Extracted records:
◆ ◆ ◆ ◆ ◆ ◆ ◆
PR #869, opened 2015-12-25
Typo fix

ojab:


mcmire:
@ojab Thanks for this. I imagine there is a test missing for this. Do you think you could add that?

ojab:
yep, will do tomorrow or so.
BTW can you tell me how houncl tests PRs? I assume rubocop, but not sure about settings. I'd like to add this info to the CONTRIBUTING.md.

mcmire:
@ojab Yes, Hound uses Rubocop, but we (thoughtbot) have slightly different style rules than what comes with Rubocop by default, and so this project uses those rules instead. You can see them [here](https://github.com/thoughtbot/hound/blob/master/config/style_guides/thoughtbot/ruby.yml).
◆ ◆ ◆ ◆ ◆ ◆ ◆
Activity: The output should restate the data exactly, with no line missing.

Task response:
PR #869, opened 2015-12-25
Typo fix

ojab:


mcmire:
@ojab Thanks for this. I imagine there is a test missing for this. Do you think you could add that?

ojab:
yep, will do tomorrow or so.
BTW can you tell me how houncl tests PRs? I assume rubocop, but not sure about settings. I'd like to add this info to the CONTRIBUTING.md.

mcmire:
@ojab Yes, Hound uses Rubocop, but we (thoughtbot) have slightly different style rules than what comes with Rubocop by default, and so this project uses those rules instead. You can see them [here](https://github.com/thoughtbot/hound/blob/master/config/style_guides/thoughtbot/ruby.yml).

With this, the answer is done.